Your mistake is that you took $\Delta n_g=2$ when it should be $1$. Remember it is asking for the internal energy change for the reaction (this can be seen by the fact that kJ/mol is being asked, not kJ-remember dividing by moles makes this intensive so there is no dependency on number of moles taken). Thus, the moles of water taken is irrelevant and $\Delta n_g$ only depends upon the stoichiometric coefficients. Since the reaction is $\ce{H2O(l) -> H2O(g)}$, so $\Delta n_g$=1.The mass of water given is just the examiner trying to trick(or rather, test) you.

That being said, I might add that the question is poorly framed and also somewhat ambiguous. This is because of 2 reasons:-

  1. It should be clearly mentioned that internal energy of vapourisation of the reaction is being asked and the only hint of this is kJ/mol which is easy to miss.
  2. Additionally, it should be made explicit that internal energy of vapourisation of the reaction $\ce{H2O(l) -> H2O(g)}$ is being asked because it can vary depending on if it is $\ce{H2O(l) -> H2O(g)}$ or $\ce{2H2O(l) -> 2H2O(g)}$ or $\ce{3H2O(l) -> 3H2O(g)}$ etc.(see addendum for more)

However, some texts define enthalpy of vapourisation and internal energy of vapourisation as the $ \Delta U$ and $\Delta H$ of the reaction when 1 mol of the compound is undergoing phase transition, and then the above 2 points don't hold because if moles are taken, then stoichiometric coefficient magnitudes are irrelevant and only their ratios are important.

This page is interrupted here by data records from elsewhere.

PR #334, opened 2016-01-11
Refactor: don't pass namespace as an argument

### LINKED ISSUE #333: refactoring: namespace as a property of OSBS instance
Currently a lot of methods of `class OSBS` and `class OpenShift` take optional parameter `namespace`. I propose to make it property of those classes and initialize it once in constructor so we don't have to pass it around everywhere.

It's part of our python API but koji-containerbuild doesn't use it. Is it worthwhile?

mmilata:
Passing it as a parameter everywhere clutters the code and serves no
purpose. It is initialized in OSBS constructor and lives as a property of
class Openshift now.

Breaks our Python API in case non-default namespace is used.

Closes #333.

---

* I took the liberty of removing support for listing builds in all namespaces. It wasn't working for some time now. I can make it work if anybody thinks it's useful.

Just in case you want some depth in this topic, remember that in any calculation of $ \Delta _rH$ and $ \Delta _r U$ we assume the number of moles of the reactants/products to be same as that of the stoichiometric coefficients. This is because by definition, $ \Delta _rH$ and $ \Delta _r U$ depend only on the reaction equation and not on particular reactions in which we can vary the number of moles being taken.If you calculate $ \Delta H$ or $ \Delta U$ of a particular reaction, then that cannot be defined as $ \Delta _rH$ or $ \Delta _r U$ unless the number of moles of every reactant and product matches the stoichiometric coefficients. Finally, note that stoichiometric coefficients need not be the simplest ratios i.e. $ \Delta _rH$ will be different for each of $\ce{H2O(l) -> H2O(g)}$, $\ce{2H2O(l) -> 2H2O(g)}$ and $\ce{3H2O(l) -> 3H2O(g)}$ because the stoichiometric coefficients are different.